To be more precise, developers can use Java as a wrapper and redirect Python code to the Hadoop library’s stdin function to perform mapping operations in Java.
Hadoop plugin
The plugin is used to stream Hadoop and uses the Cyton library for mapping-reduction operations in Python. Good application documentation has been prepared for this plugin so that developers can use it easily.
Pydoop package
The package allows developers to code programs related to big data processing in Python. The implemented code can then be used to directly communicate with data stored in the Hadoop cluster and perform mapping-reduction operations.
This is done through the HDFS API application programming interface contained in the Pydoop package. The interface allows programmers to read and write data based on the HDFS file system architecture in the Python environment.
MRJob Library
MRJob is another library available to data scientists for Python mapping reduction and big data processing. Yelp designed the most widely used programming package for big data processing in Python. The library supports Hadoop, Google Cloud Dataproc service, and Amazon Elastic MapReduce service.
The EMR is a web service designed by Amazon to analyze and process large amounts of data through Hadoop and Spark. Good documentation and tutorials have been prepared for this library so that programmers can use its functions without any particular problem.
FAQ
What are the main steps in Python-based big-data analysis?
Load or collect data from sources (files, databases, APIs), clean & prepare it (remove duplicates/missing data, normalize formats), then analyze or aggregate using libraries like Pandas or NumPy. If data is too large to fit in memory, use chunking, distributed processing, or divide-and-conquer methods to process in parts and thePerform statistical analysis, transformations or machine-learning tasks; then visualize or export results using plotting libraries or file outputs for reporting. n combine results.

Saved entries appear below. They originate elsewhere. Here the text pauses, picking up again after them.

PR #3579, opened 2018-08-24
MCP230xx - For the love of brackets :))

andrethomas:
Special commit for you @arendst


MadDoct:
Why did you do this?! The braces introduced bugs because they are in the wrong location in several places...

arendst:
Should work fine now.

Bracketing is an art ;-)

andrethomas:
Hi, sorry was offline until now.

I did momentarily have a wtf moment when I changed this particular one
`if ((interlock && pinmo) == Settings.mcp230xx_config[pin+pinadd].pinmode)`
and thought I would test it before doing the PR but it somehow escaped my mind.

Apologies for the hassle and thanks for fixing it up nicely... see you made a few nice cosmetic changes also :)

Thanks again!

PR #3597, opened 2018-08-26
MCP230xx - Resolve compiler warnings

andrethomas:
IntModeTxt()
Force return "" if unknown value was sent as parameter

ConvertNumTxt()
Force return "" if an unknown value was sent as a parameter

MCP230xx_CheckForInterrupt()
change return from bool to void since the function does not return anything

MCP230xx_SetOutPin()
resolve compiler warnings when pin shifts are done with values outside of the parenthesis


andrethomas:
And yes, tested interlock

0 or 1
2 or 3
4 or 5
6 or 7

PR #3630, opened 2018-08-29
Non-blocking wait()-function added.

renne:
@arendst @ascillato2 @andrethomas 
This commit adds a wait()-function to wait for a fixed number of milliseconds without blocking. Blocking operation is optional (second parameter "blocking" = "true").

!!! Blocking operations should be avoided wherever possible. !!!

### DIFF
--- a/sonoff/support.ino
+++ b/sonoff/support.ino
@@ -717,6 +717,29 @@ void ShowSource(int source)
   }
 }
 
+/**
+ * Delay function.
+ *
+ * !!! Avoid blocking wherever possible !!!
+ * 
+ * @param   milliseconds  Milliseconds to wait.
+ * @param   blocking      Blocking if "true", non-blocking if "false" (default).
+ * 
+ * @return                Always "true" to allow concatenating of logical operators.
+ */
+bool wait(uint32_t milliseconds, bool blocking = false) {
+  if (blocking) {
+    delay(milliseconds);
+  } else {
+    uint32_t endpoint = millis() + milliseconds;
+    while(millis() < endpoint) {
+      yield();
+    }
+    return true;
+  } // if
+} // wait
+
+
 /*********************************************************************************************\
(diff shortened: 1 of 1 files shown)


renne:
@arendst @ascillato2

Is there any interest in such a wait()-function?

I need my fork for sensor development.

andrethomas:
I recommend that you do this inside your 50MS callback of the driver itself. I doubt it will have any use outside of your driver... also doubt that we want people to start using a function that blocks other functions from running - remember Tasmota is not a RTOS - just my 2c ;)

arendst:
I agree with @andrethomas

renne:
@arendst @andrethomas
`delay()` blocks other tasks. The while loop with `yield()` does the same like `delay()` but does **not block** other tasks. The `block_other_tasks` parameter is false by default and meant only in case it is really necessary to block other tasks (atomic operations, etc.).

arendst:
In addition to @andrethomas I find this code in core_esp8366_wiring.c used by Tasmota providing the code for delay:

```
void delay_end(void* arg) {
    (void) arg;
    esp_schedule();
}

void delay(unsigned long ms) {
    if(ms) {
        os_timer_setfn(&delay_timer, (os_timer_func_t*) &delay_end, 0);
        os_timer_arm(&delay_timer, ms, ONCE);
    } else {
        esp_schedule();
    }
    esp_yield();
    if(ms) {
        os_timer_disarm(&delay_timer);
    }
}
```

andrethomas:
@renne What @arendst found above confirms, esp8266 core we're using is an RTOS in itself and what we see as our main loop is just another "task" in the RTOS.

renne:
The Arduino API documentation listed `delay()` as blocking. Obviously the Expressif guys did a better job. It's good to know `delay()` is non-blocking and should not be used in atomic operations.

PR #3665, opened 2018-09-01
Update README.md

andrethomas:
Updated readme

The development branch is checked hourly for changes and if new commits were made it will be rebuilt on the server.

### DIFF
--- a/README.md
+++ b/README.md
@@ -19,7 +19,7 @@ If you like **Sonoff-Tasmota**, give it a star, or fork it and contribute!
 
 See [RELEASENOTES.md](https://github.com/arendst/Sonoff-Tasmota/blob/development/RELEASENOTES.md) for release information and [sonoff/_changelog.ino](https://github.com/arendst/Sonoff-Tasmota/blob/development/sonoff/_changelog.ino) for detailed change information.
 
-The compiled development versions from current codebase are built around 6AM GMT+2 everyday and posted at http://thehackbox.org/tasmota/ (this web address can be used for OTA too). Remember that these are based on the current development codebase and it is not recommended to flash devices in hard to reach places with this firmware.
+The development codebase is checked hourly for changes and if new commits have been merged and compile successfuly they will be posted at http://thehackbox.org/tasmota/ (this web address can be used for OTA too). It is important to note that these are based on the current development codebase and it is not recommended to flash it to devices used in production or which are hard to reach in the event that you need to manually flash the device if OTA failed. The last compiled commit number is also posted on the same page along with the current build status (if a firmware rebuild is in progress).
 
 ### Disclaimer
 :warning: **DANGER OF ELECTROCUTION** :warning:


ascillato:
Cool!

andrethomas:
I was bored... sometimes when bored cool things may happen.

It works! :)

image

arendst:
@andrethomas That looks very good!

But...

Would it be possible to rename the 1m0 files to their default names? The current naming makes OTA-Magic unusable. OTA-Magic uses the minimal version if the requested image does not fit in free space. The mechanism used is as follows:
- It copies OTAUrl and from the back of the OTAUrl it searches the name for a dash (-) and if present it removes the text after the dash.
- It then inserts the text **minimal** and tries to load the minimal version.
- Once the minimal version is loaded it will use the saved OTAUrl to load the requested image.

As you renamed the files using the postfix 1m0 this mechanism will fail.

My suggestions are one of the below where the first probably is most useful:
- remove the 1m0 from the 1M images but leave the 4m0 in place as they will never need OTAMagic
- place the binaries in a separate folder for either 1m0 and 4m0
- do nothing but tell users that OTAMagic will fail as long as the 1m0 versions have a 1m0 postfix.

andrethomas:
@arendst 

> remove the 1m0 from the 1M images but leave the 4m0 in place as they will never need OTAMagic

That sounds like the best plan overall, so I've made the code changes and its currently building the last commit so you can confirm in 10mins or so if the file naming is correct :)

andrethomas:
```
xplg_wemohue.ino: In function 'void HandleUpnpEvent()':
xplg_wemohue:392:5: error: expected ';' before '}' token
     }
     ^
```

There is a bug in the current codebase :|

arendst:
You're right. I failed to compile. Will update.

arendst:
Fixed.

andrethomas:
Forcing rebuild :)

arendst:
Great work did regarding the provision for development releases.

andrethomas:
I hope it will reduce the number of issues opened by people who cannot install a dev environment but want something from the development codebase :)

arendst:
Did you manage to alignment issue?

andrethomas:
The alignment issue seems to be related to platformio and not Linux - compiling with Arduino on Linux the file size is still different to that on Windows but I saw at least one confirm of someone failing with platformio on exact same release where the binaries from the development binaries compiled by Arduino on Linux seem to work - so not totally ruled out but looks like it may be a step in the right direction

andrethomas:
Build complete - please check if filenames conform to requirements?

arendst:
Great. Looks OK.

andrethomas:
Updated table output so that it is more clear to understand which binaries to use

image

arendst:
Or make two table....

andrethomas:
You mean one for 4M's and one for 1M's ?

arendst:
Yep.

andrethomas:
Makes sense... the sorting was confusing me also

andrethomas:
Done

arendst:
Checked. OK!

PR #3704, opened 2018-09-05
add wifi network info to the default display screen

yhfudev:
This PR is for display the WiFi network information such as IP address, MAC, SSID, host name etc to the default display screen to check if the device is connected properly after re-connection.


arendst:
As the ip address and RSSI values are not yet present after a restart I have to make them optional. Will also change the code to implement it for all display types. It will show starting with displaymod 2 and up.

To see the IP address and RSSI values just execute the displaymode command again after wifi is connected.

Issue #3628, opened 2018-08-29
Tasmota needs sound !!


gemu2015:
i created an MP3 driver for this extremely cheap MP3 Player => DFPlayer mini (<2 Euros, 3 watt audio)
3 commands:

MP3Play track     track =>1-N
MP3Volume volume  volume => 0-100
MP3Stop

you simply place any mp3 files on a micro sd card and can then play it
i use it for sensor alarms when e.g. air quality is too bad
and i want to use it for extending my haus alarm siren
you could even think of an alarm clock with different alarm sounds or even musik.

it consumes nearly no resources, needs only one pin (software uart transmit)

Why use Python for big-data tasks?
Because Python’s ecosystem — with libraries such as Pandas, NumPy, SciPy — offers flexible, powerful data manipulation, numeric computing, statistical tools and easy integration with larger distributed-data frameworks.
Is special infrastructure always needed for big-data in Python?
Not always — for moderately large datasets, Python on a single machine may suffice. For very large datasets, strategies like data chunking, distributed processing (e.g. with Spark/Hadoop or similar), or dividing data across multiple machines help manage scale without overloading memory.